W 23. minucie pierwszej bramki w nowych barwach szukał Pratto, ale napastnikowi, podobnie jak ze Spartą, zabrakło centymetrów do szczęścia. Tak jak w poprzednich spotkaniach, Feyenoord prowadził grę, kontrolował, atakował, ale nic kompletnie z tego nie wynikało.
Jedynie Tornstra miał pod koniec lepszą okazję, ale nie trafił lewa nogą w niemal pustą bramkę. Dalej utrzymywało się 0-0. Pierwsza połowa się skończyła. Bardzo, bardzo słabe pierwsze 45. minut.
Na drugą połowę Dick Advocaat dokonał dwóch zmian. Linssen i Diemers zeszli, zaś Sinisterra i Haps weszli na boisko. Druga część spotkania to przede wszystkim kolejna okazja Pratto w 56. minucie. Michael Zetterer wybił niepewnie piłkę i ta trafiła do Pratto, który z kolei uderzył wprost w klatkę piersiową bramkarza i Zetterer wyszedł obronną ręką z tej sytuacji.
Feyenoord szukał goli po dalekich dośrodkowaniach, rzutach rożnych, ale po raz kolejny dominowało wykończenie, albo jego całkowity brak i niedokładność. 62. minuta i znów Pratto. Tym razem próba głową, ale znów na jego drodze staje bramkarz, który popisał się doskonałą interwencją.
W 64. minucie w końcu się doczekaliśmy. Mur PEC pękł. Piłkę otrzymuje Haps, po czym próbuje zagrać dalej, ale na drodze staje jeden z obrońców. Jednak nie była to najlepsza interwencja i piłka trafiła do Sinisterry, który mierzonym strzałem w końcu wyprowadził kolegów na prowadzenie. Czysty, mierzony strzał i Sini melduje, że wraca po długiej kontuzji!

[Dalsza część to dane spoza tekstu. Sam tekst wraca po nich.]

PR #1408, opened 2026-03-31
[datastore] Use a generic datastore

the-glu:
Move datastores to a generic one, with common function in a `BaseStore`.

Pre-cleanup DBName with harcoded strings, but final cleanup (with total removal on cmd side) will come in a later PR.

### DIFF
--- a/pkg/aux_/store/datastore/store.go
+++ b/pkg/aux_/store/datastore/store.go
@@ -3,17 +3,11 @@ package datastore
 import (
 	"context"
 
-	"github.com/cockroachdb/cockroach-go/v2/crdb"
-	"github.com/interuss/dss/pkg/datastore/flags"
-	dssql "github.com/interuss/dss/pkg/sql"
-
-	crdbpgx "github.com/cockroachdb/cockroach-go/v2/crdb/crdbpgxv5"
-	"github.com/coreos/go-semver/semver"
 	"github.com/interuss/dss/pkg/aux_/repos"
 	"github.com/interuss/dss/pkg/datastore"
+	"github.com/interuss/dss/pkg/datastore/flags"
 	"github.com/interuss/dss/pkg/logging"
-	"github.com/interuss/stacktrace"
-	"github.com/jackc/pgx/v5"
+	dssql "github.com/interuss/dss/pkg/sql"
 	"github.com/jonboulle/clockwork"
 	"go.uber.org/zap"
 )
@@ -24,11 +18,6 @@ const (
 	currentYugabyteMajorSchemaVersion = 1
 )
 
-var (
-	// DefaultClock is what is used as the Store's clock, returned from Dial.
-	DefaultClock = clockwork.NewRealClock()
-)
-
 type repo struct {
 	dssql.Queryable
 	clock   clockwork.Clock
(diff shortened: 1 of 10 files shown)


pkg/rid/store/datastore/store.go
```diff
@@ -24,144 +19,38 @@ const (
...
-	// TODO: consider what tx opts we want to support.
-	// TODO: we really need to remove the upper cockroach package, and have one
-	// "store" for everything
-
-	ctx = crdb.WithMaxRetries(ctx, flags.ConnectParameters().MaxRetries)
-
-	return crdbpgx.ExecuteTx(ctx, s.db.Pool, pgx.TxOptions{
-		IsoLevel: pgx.Serializable,
-	}, func(tx pgx.Tx) error {
-		// Is this recover still necessary?
```
the-glu, line 120: NB: Since it was not present anymore in SCD; I did assume it's not needed.

the-glu: Also: Similar code seems to be present in https://github.com/cockroachdb/cockroach-go/blob/master/crdb/common.go#L41 (called by https://github.com/cockroachdb/cockroach-go/blob/master/crdb/tx.go#L299 )

pkg/datastore/store.go
```diff
@@ -0,0 +1,84 @@
...
+	dssql "github.com/interuss/dss/pkg/sql"
+	"github.com/interuss/stacktrace"
+	"github.com/jackc/pgx/v5"
+	"github.com/jonboulle/clockwork"
+)
+
+type BaseStore[R any] struct {
+	DB           *Datastore
+	Clock        clockwork.Clock
+	databaseName string
```
mickmis: Duplicated with db.Pool.Config().ConnConfig.Database? Remove, or add TODO if plan is to remove later.

pkg/datastore/store.go
```diff
@@ -0,0 +1,84 @@
...
+	"github.com/cockroachdb/cockroach-go/v2/crdb"
+	crdbpgx "github.com/cockroachdb/cockroach-go/v2/crdb/crdbpgxv5"
+	"github.com/coreos/go-semver/semver"
+	dssql "github.com/interuss/dss/pkg/sql"
+	"github.com/interuss/stacktrace"
+	"github.com/jackc/pgx/v5"
+	"github.com/jonboulle/clockwork"
+)
+
+type BaseStore[R any] struct {
```
mickmis: Rename to `Store`? 
The other `Store` structs are in other packages, and should disappear anyway IMO.

pkg/datastore/store.go
```diff
@@ -0,0 +1,84 @@
...
+
+func NewBaseStore[R any](ctx context.Context, db *Datastore, maxRetries int, newRepo func(dssql.Queryable) R) (BaseStore[R], error) {
+
+	dbName := db.Pool.Config().ConnConfig.Database
+
+	vs, err := db.GetSchemaVersion(ctx, dbName)
+	if err != nil {
+		return BaseStore[R]{}, stacktrace.Propagate(err, "Failed to get schema version for %s", dbName)
+	}
+	return BaseStore[R]{
```
mickmis: Call here `CheckCurrentMajorSchemaVersion` and unexpose it?

pkg/aux_/store/datastore/store.go
```diff
@@ -24,146 +18,38 @@ const (
...
 	logger  *zap.Logger
 	version *datastore.Version
 }
 
-// Store is an implementation of store.Store using Cockroach DB or yugabyte as its backend
-// store.
-//
-// TODO: Add the RID/SCD interfaces here, and collapse this store with the
-// outer pkg/cockroach
 type Store struct {
```
mickmis, line 28: Delete those `Store` structs and push the cleanup methods into the repository in a follow-up PR? (put a TODO)

pkg/aux_/store/datastore/store.go
```diff
@@ -24,146 +18,38 @@ const (
...
-
-	return crdbpgx.ExecuteTx(ctx, s.db.Pool, pgx.TxOptions{
-		IsoLevel: pgx.Serializable,
-	}, func(tx pgx.Tx) error {
-		// Is this recover still necessary?
-		defer recoverRollbackRepanic(ctx, tx)
-		return f(ctx, &repo{
-			Queryable: tx,
-			clock:     s.clock,
-			logger:    logger,
```
mickmis, line 127: FTR: this was not setting the version, and now is. But should be OK.

pkg/scd/store/datastore/store.go
```diff
@@ -3,16 +3,14 @@ package datastore
 import (
 	"context"
 
-	"github.com/cockroachdb/cockroach-go/v2/crdb"
-	crdbpgx "github.com/cockroachdb/cockroach-go/v2/crdb/crdbpgxv5"
-	"github.com/coreos/go-semver/semver"
-	"github.com/interuss/dss/pkg/datastore"
 	"github.com/interuss/dss/pkg/datastore/flags"
+	dssql "github.com/interuss/dss/pkg/sql"
```
mickmis, line 7:
```suggestion
	dsssql "github.com/interuss/dss/pkg/sql"
```

pkg/datastore/store.go
the-glu: Yes, they are gone in #1411

pkg/datastore/store.go
the-glu: We need schema versions, so that not a simple fix, will do in a follow up PR

pkg/aux_/store/datastore/store.go
the-glu: Done in #1413

PR #1409, opened 2026-03-31
[datastore] Normalize datastore initialization across the codebase with a generic dial function

the-glu:
Follow #1408 , extracted from #1403

Move to a generic `dial` function, normalizing `datastore.Dial` calls, checks of errors and (optional) cron creation.

### DIFF
--- a/cmds/core-service/main.go
+++ b/cmds/core-service/main.go
@@ -23,8 +23,7 @@ import (
 	aux "github.com/interuss/dss/pkg/aux_"
 	auxc "github.com/interuss/dss/pkg/aux_/store/datastore"
 	"github.com/interuss/dss/pkg/build"
-	"github.com/interuss/dss/pkg/datastore"
-	"github.com/interuss/dss/pkg/datastore/flags" // Force command line flag registration
+	"github.com/interuss/dss/pkg/datastoreutils"
 	"github.com/interuss/dss/pkg/logging"
 	"github.com/interuss/dss/pkg/rid/application"
 	rid_v1 "github.com/interuss/dss/pkg/rid/server/v1"
@@ -35,7 +34,6 @@ import (
 	"github.com/interuss/dss/pkg/version"
 	"github.com/interuss/dss/pkg/versioning"
 	"github.com/interuss/stacktrace"
-	"github.com/robfig/cron/v3"
 	"go.opentelemetry.io/contrib/instrumentation/net/http/otelhttp"
 	"go.uber.org/zap"
 )
@@ -64,20 +62,6 @@ var (
 	scdGlobalLock = flag.Bool("enable_scd_global_lock", false, "Experimental: Use a global lock when working with SCD subscriptions. Reduce global throughput but improve throughput with lot of subscriptions in the same areas.")
 )
 
-const (
-	codeRetryable = stacktrace.ErrorCode(1)
-)
-
-func checkDatabase(ctx context.Context, db *datastore.Datastore, databaseName string) {
-	logger := logging.WithValuesFromContext(ctx, logging.Logger)
-	statsPtr := db.Pool.Stat()
-	if int(statsPtr.TotalConns()) == 0 {
-		logger.Warn("Failed periodic DB Ping (TotalConns=0)", zap.String("Database", databaseName))
-	} else {
-		logger.Info("Successful periodic DB Ping", zap.String("Database", databaseName))
-	}
-}
-
 func createKeyResolver() (auth.KeyResolver, error) {
 	switch {
 	case *pkFile != "":
@@ -100,24 +84,9 @@ func createKeyResolver() (auth.KeyResolver, error) {
 }
 
 func createAuxServer(ctx context.Context, locality string, publicEndpoint string, scdGlobalLock bool, logger *zap.Logger) (*aux.Server, error) {
-	connectParameters := flags.ConnectParameters()
-	connectParameters.DBName = "aux"
-	datastore, err := datastore.Dial(ctx, connectParameters)
+	auxStore, err := auxc.Dial(ctx, logger, true)
 	if err != nil {
-		if strings.Contains(err.Error(), "connect: connection refused") {
-			return nil, stacktrace.PropagateWithCode(err, codeRetryable, "Failed to connect to database for pool information store")
-		}
-		return nil, stacktrace.Propagate(err, "Failed to connect to pool information database; verify your database configuration is current with https://github.com/interuss/dss/tree/master/build#upgrading-database-schemas")
-	}
-
-	auxStore, err := auxc.NewStore(ctx, datastore, logger)
-	if err != nil {
-		// TODO: More robustly detect failure to create SCD server is due to a problem that may be temporary
-		if strings.Contains(err.Error(), "connect: connection refused") || strings.Contains(err.Error(), "database \"aux\" does not exist") {
-			datastore.Pool.Close()
-			return nil, stacktrace.PropagateWithCode(err, codeRetryable, "Failed to connect to datastore server for strategic conflict detection store")
-		}
-		return nil, stacktrace.Propagate(err, "Failed to create strategic conflict detection store")
+		return nil, err
 	}
 
 	repo, err := auxStore.Interact(ctx)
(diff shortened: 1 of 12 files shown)


cmds/core-service/main.go
```diff
@@ -286,8 +212,6 @@ func RunHTTPServer(ctx context.Context, ctxCanceler func(), address, locality st
 	if *enableSCD {
 		scdV1Server, err = createSCDServer(ctx, logger)
 		if err != nil {
-			ridV1Server.Cron.Stop()
-			ridV2Server.Cron.Stop()
```
the-glu, line 290: This will be fixed in a follow up PR. It's needed, but not implemented correctly (e.g. missing in scd)

pkg/datastoreutils/dial.go
```diff
@@ -0,0 +1,64 @@
+package datastoreutils
```
mickmis, line 1: Why not in `datastore` package directly?

pkg/aux_/store/datastore/store.go
```diff
@@ -53,3 +54,12 @@ func (s *Store) CleanUp(ctx context.Context) error {
 	_, err := s.DB.Pool.Exec(ctx, query)
 	return err
 }
+
+func Dial(ctx context.Context, logger *zap.Logger, withCheckCron bool) (*Store, error) {
```
mickmis, line 58: Inline those `Dial` functions?

pkg/datastoreutils/dial.go
```diff
@@ -0,0 +1,64 @@
...
+	logger := logging.WithValuesFromContext(ctx, logging.Logger)
+	statsPtr := db.Pool.Stat()
+	if int(statsPtr.TotalConns()) == 0 {
+		logger.Warn("Failed periodic DB Ping (TotalConns=0)", zap.String("Database", databaseName))
+	} else {
+		logger.Info("Successful periodic DB Ping", zap.String("Database", databaseName))
+	}
+}
+
+func DialStore[S any](ctx context.Context, dbName string, withCheckCron bool, newStore func(*datastore.Datastore) (S, error)) (S, error) {
```
mickmis, line 32: In the end, do we ever create stores without dialing them? If not, collapse `DialStore` and `NewStore`? (at least for what is exposed outside the package)

pkg/datastoreutils/dial.go
```diff
@@ -0,0 +1,64 @@
...
+
+	if err != nil {
+		if strings.Contains(err.Error(), "connect: connection refused") {
+			return zero, stacktrace.PropagateWithCode(err, CodeRetryable, "Failed to connect to datastore server for %s", dbName)
+		}
+		return zero, stacktrace.Propagate(err, "Failed to connect to %s database", dbName)
+	}
+	s, err := newStore(db)
+	if err != nil {
+		db.Pool.Close()
```
mickmis, line 49: Are you sure this is safe to call here? (before it was within the next if block)
-> fix in a separate PR if it is

cmds/core-service/main.go
```diff
@@ -100,24 +84,9 @@ func createKeyResolver() (auth.KeyResolver, error) {
 }
 
 func createAuxServer(ctx context.Context, locality string, publicEndpoint string, scdGlobalLock bool, logger *zap.Logger) (*aux.Server, error) {
-	connectParameters := flags.ConnectParameters()
-	connectParameters.DBName = "aux"
-	datastore, err := datastore.Dial(ctx, connectParameters)
+	auxStore, err := auxc.Dial(ctx, logger, true)
```
mickmis, line 87: The `withCronCheck` should be false here

pkg/datastoreutils/dial.go
```diff
@@ -0,0 +1,64 @@
...
+		if strings.Contains(err.Error(), "connect: connection refused") || strings.Contains(err.Error(), fmt.Sprintf("database \"%s\" does not exist", dbName)) || strings.Contains(err.Error(), "database has not been bootstrapped with Schema Manager") {
+			return zero, stacktrace.PropagateWithCode(err, CodeRetryable, "Failed to create %s store", dbName)
+		}
+		return zero, stacktrace.Propagate(err, "Failed to create %s store", dbName)
+	}
+
+	if withCheckCron {
+		c := cron.New()
+		if _, err := c.AddFunc("@every 1m", func() { checkDatabase(ctx, db, dbName) }); err != nil {
+			db.Pool.Close()
```
mickmis, line 59: This was not here before, is this safe to call?
-> fix in a separate PR if it is

cmds/core-service/main.go
mickmis: Mention this in a TODO?

the-glu: Already ready in #1410

pkg/datastoreutils/dial.go
the-glu: Tests does, for now, as they want to override the clock.

We could add it as parameters, but that would be future PR no?

cmds/core-service/main.go
the-glu: Are you sure? I would normalize scd/rid/aux there, no? Why aux wouldn't be checked like the others?

pkg/aux_/store/datastore/store.go
the-glu: I'm not sure how and why, what do you have in mind?

pkg/datastoreutils/dial.go
the-glu: Because that would create a loop: flags refrence datastore, and we need flags there :/

pkg/datastoreutils/dial.go
the-glu: Before it was only called in one return, so I normalized it. Since the db is going to be unused anymore, I do think it's ok and make sense to properly clean up in all cases.

pkg/datastoreutils/dial.go
mickmis: Looking at it, it would make a lot of sense to me to:
- rename the package `flags` into `params` (or sth similar)
- move `ConnectParameters` and dependent structs into this package
- move the content of this file into `datastore` which should not have an import loop anymore

Usually the subpackages don't depend on the parent ones. And having a package 'utils' is usually to be avoided.

pkg/datastoreutils/dial.go
mickmis: > Tests does, for now, as they want to override the clock.

If it is for tests only it should not be exported? Although that may be required since that is declared in a separate package. But maybe now with the previous suggestion of solving the import loop that may be done?

cmds/core-service/main.go
mickmis: I was talking about behavior change. 
About normalizing yes makes sense but in a separate PR then? If this behavior change causes any type of issue or interrogation, a commit message with 'generic dial function' won't help identifying the change, even more so when obfuscated by a refactor like here.

pkg/datastoreutils/dial.go
the-glu: Okay, would it be ok to do it in a follow up pr to limit changes ?

cmds/core-service/main.go
the-glu: Ok, but the whole PR is about normalizing initializations, that not the only behavior change and this one is really minor, do you really see the need of moving it to a separate PR?

pkg/datastoreutils/dial.go
the-glu: It's doable for scd/aux, but not for rid, as `application_test` is in another package.

I switched them as private when it's possible for now, but I think we probably want a parameter in a future PR.

pkg/datastoreutils/dial.go
mickmis: yep - add a TODO here if PR not already open though?

pkg/aux_/store/datastore/store.go
mickmis: Hum actually no, please disregard. I just wanted to eliminate a layer of indirection that I thought unneeded. But this is passing `aux` and `newStore` to the function so that probably makes sense as is. This might change though in later PR with the merging of  `datastoreutils`.

cmds/core-service/main.go
mickmis: > that not the only behavior change

Which ones did I miss?

> this one is really minor

I disagree, it is a pretty visible one, one more DB is going to have pings every minutes. That deserves to be mentioned in the changelog IMO, thus should be included in the git commit message. If it is too much overhead to open a separate PR, a mention of the change in the title of this PR could also work.

pkg/datastoreutils/dial.go
mickmis: But is it safe to be called? 

> Since the db is going to be unused anymore

Are you sure about that? Do we actually want to to close the DB connection pool at the first failed ping? What about transactions currently running? And this does not seem to be properly terminating the service? Looks like the routine will just die in the background before closing the connection pool.

pkg/datastoreutils/dial.go
mickmis: Discussed offline: OK

pkg/datastoreutils/dial.go
mickmis: Discussed offline: OK

pkg/datastoreutils/dial.go
the-glu: Yup, done

pkg/datastoreutils/dial.go
the-glu: After discussion, updated title + add remarks in `NEXT_RELEASE_NOTES`

cmds/core-service/main.go
the-glu: After discussions, updated PR title + added remark in changelog.

PR #1415, opened 2026-04-07
[datastore] Make CheckCurrentMajorSchemaVersion internal, move parameters to NewStore

the-glu:


pkg/datastore/store.go
```diff
@@ -62,19 +69,15 @@ func (s *Store[R]) GetVersion(ctx context.Context) (*semver.Version, error) {
 	return s.version, nil
 }
 
-func (s *Store[R]) CheckMajorSchemaVersion(ctx context.Context, crdbExpected, ybExpected int64, module string) error { // TODO: Make it internal, pass parameters to newStore
-	vs, err := s.GetVersion(ctx)
```
mickmis, line 66: Delete this method? Looks now unused.

the-glu: Yes correct, I was confused by 'Get**Schema**Version'

PR #1429, opened 2026-04-13
[aux] Fill nil on empty body on PutDSSInstancesHeartbeat

the-glu:
I noticed during some auth test that the endpoint crash instead of returning a 500 with an empty body, dues to a nil pointer being used. This PR fixes it.

### DIFF
--- a/pkg/aux_/pool_participants.go
+++ b/pkg/aux_/pool_participants.go
@@ -86,6 +86,11 @@ func (a *Server) PutDSSInstancesHeartbeat(ctx context.Context, req *restapi.PutD
 		return resp
 	}
 
+	if req.Source == nil {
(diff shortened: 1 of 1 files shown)


pkg/aux_/pool_participants.go
```diff
@@ -86,6 +86,11 @@ func (a *Server) PutDSSInstancesHeartbeat(ctx context.Context, req *restapi.PutD
 		return resp
 	}
 
+	if req.Source == nil {
```
BenjaminPelletier, line 89: The interface specifies this field as [required](https://github.com/interuss/dss/blob/f829c07902da3a01b14098decc808d1ba7f63ece/interfaces/aux_/aux_.yaml#L241), so if it isn't present, that is a bad request (400) rather than an internal server error (500)

BenjaminPelletier (approved):

PR #1430, opened 2026-04-13
 [tooling] Add authentification tests 

the-glu:
This PR follows #1429 

The PR add authentication tests. Endpoints list is based on generated `server.gen.go`: idea is to look at endpoints actually in the code and not interfaces that may be out-of-date (or added without changed the script there).

### DIFF
--- a/Makefile
+++ b/Makefile
@@ -156,7 +156,7 @@ cleanup-test-go-units-crdb:
 build-dss:
 	build/dev/run_locally.sh build
 
-test-e2e: down-locally build-dss start-locally probe-locally evict-locally collect-local-logs down-locally
+test-e2e: down-locally build-dss start-locally probe-locally evict-locally security-locally collect-local-logs down-locally
 
 tag:
 	scripts/tag.sh $(UPSTREAM_OWNER)/dss/v$(VERSION)
@@ -176,6 +176,10 @@ probe-locally:
 .PHONY: evict-locally
 evict-locally:
 	build/dev/evict_locally.sh
+
+.PHONY: security-locally
+security-locally:
+	build/dev/security_locally.sh
 
 .PHONY: qualify-locally
 qualify-locally:
--- a/build/dev/security_locally.sh
+++ b/build/dev/security_locally.sh
@@ -1,0 +1,38 @@
+#!/usr/bin/env bash
+
+set -eo pipefail
+set -x
+
+# Find and change to repo root directory
+OS=$(uname)
+if [[ "$OS" == "Darwin" ]]; then
+	# OSX uses BSD readlink
+	BASEDIR="$(dirname "$0")"
+else
+	BASEDIR=$(readlink -e "$(dirname "$0")")
+fi
+cd "${BASEDIR}/../.." || exit 1
+
+CORE_SERVICE_CONTAINER="dss_sandbox-local-dss-core-service-1"
+OAUTH_CONTAINER="dss_sandbox-local-dss-dummy-oauth-1"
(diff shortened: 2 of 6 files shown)


test/evict/query_helper.py
```diff
@@ -25,7 +25,7 @@ def get_token(self) -> str:
         ).read()
         data = json.loads(r)
 
-        if not "access_token":
+        if "access_token" not in data:
```
the-glu, line 28: I noticed and fixed that one when copy-pasting it, probably not worth a dedicated PR ^^'

build/dev/security_locally.sh
```diff
@@ -0,0 +1,48 @@
...
+    echo "Activating yugabyte options"
+    export DB_HOSTNAME=local-dss-ybdb
+    export DB_PORT=5433
+    export DB_USERNAME=yugabyte
+else
+    echo "Staying with cockroachdb defaults options"
+fi
+
+if ! python test/security/test.py; then
+    echo "Evict tests did not succeed."
```
BenjaminPelletier:
```suggestion
    echo "Security tests did not succeed."
```

build/dev/security_locally.sh
```diff
@@ -0,0 +1,48 @@
...
+    exit 1
+else
+    echo "Evict tests succeeded."
```
BenjaminPelletier:
```suggestion
    echo "Security tests succeeded."
```

Makefile
```diff
@@ -177,6 +177,10 @@ probe-locally:
 evict-locally:
 	build/dev/evict_locally.sh
 
+.PHONY: security-locally
```
BenjaminPelletier, line 180: A user should never be surprised by a PR check failing on GitHub if they had already tested it locally according to documentation.  Let's add this action to a broad target like `make dss-tests` or else update documentation to list it as something a user needs to run (`make security-locally`) as one of their verification checks.

build/dev/security_locally.sh
```diff
@@ -0,0 +1,48 @@
...
+
+# If yugabyte container is running, assume that we're running in yugabyte mode
+if [ "$( docker container inspect -f '{{.State.Status}}' "dss_sandbox-local-dss-ybdb-1" )" == "running" ]; then
+    echo "Activating yugabyte options"
+    export DB_HOSTNAME=local-dss-ybdb
+    export DB_PORT=5433
+    export DB_USERNAME=yugabyte
+else
+    echo "Staying with cockroachdb defaults options"
+fi
```
BenjaminPelletier: Is any of this necessary?

pkg/aux_/pool_participants.go
```diff
@@ -86,6 +86,11 @@ func (a *Server) PutDSSInstancesHeartbeat(ctx context.Context, req *restapi.PutD
 		return resp
 	}
 
+	if req.Source == nil {
+		resp.Response500 = &api.InternalServerErrorBody{ErrorMessage: *dsserr.Handle(ctx, stacktrace.Propagate(err, "Source not set"))}
```
BenjaminPelletier: This is a field in the request; if it needs to be set and isn't, then the problem is a bad request not an internal server error.

build/dev/security_locally.sh
the-glu: I copy pasted too much :/

pkg/aux_/pool_participants.go
the-glu: Yes, since it's a stacked PR I close that one, it will be adressed in #1429

BenjaminPelletier (approved):

PR #1436, opened 2026-04-15
[rid/datastore/ListExpired(Subscriptions|ISAs)] Properly escape writer; Fix removal of expired entities with NULL writer (empty locality)

the-glu:
I noticed that `List*` directly inject the `writer` parameter into the SQL query.

That not great at it could lead to SQL injections (and won't works with special values). Right now it's only used by `evict` and is coming from a flag, not from http queries, so it's not a security issue. However, it seems safer to escape it, for best practices and avoid potential issue when used in the future in other contexts.

This also fix the case with "", the `= NULL` condition won't match NULL values.

### DIFF
--- a/NEXT_RELEASE_NOTES.md
+++ b/NEXT_RELEASE_NOTES.md
@@ -48,6 +48,8 @@ The release notes should contain at least the following sections:
 
 ## Important information
 
+* Fixed a bug where the `evict` command ignored entries without a locality. If your DSS instance does not have a locality set, the next `evict` run may be slow while it processes the backlog of old entries.
+
 ## Minimal database schema version
 
 | Schema  | CockroachDB | Yugabyte |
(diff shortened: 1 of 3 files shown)


mickmis (approved):
Code change LGTM. I updated the title to reflect more accuratly the change. Could you just add a note in the next release notes about the fix on the null writer? This could have a visible impact on users, as it may clean up expired entities that were not cleaned up previously. That's the case if the DSS instance was not specifying any 'locality'.

the-glu:
> Code change LGTM. I updated the title to reflect more accuratly the change. Could you just add a note in the next release notes about the fix on the null writer? This could have a visible impact on users, as it may clean up expired entities that were not cleaned up previously. That's the case if the DSS instance was not specifying any 'locality'.

Done, I let you check the wording ;)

W. 75. minucie Nicolai Jørgensen zastępuje Lucasa Davida Pratto. Sześć minut później sprawy w swoje ręce chce wziąć Jens Toornstra, ale i jego strzał nie był celny. Ciągle utrzymywało się 1-0. I takowe był już do końca, ponieważ więcej bramek nie zobaczyliśmy i po raz kolejny zwyciężył minimalizm Feyenoordu.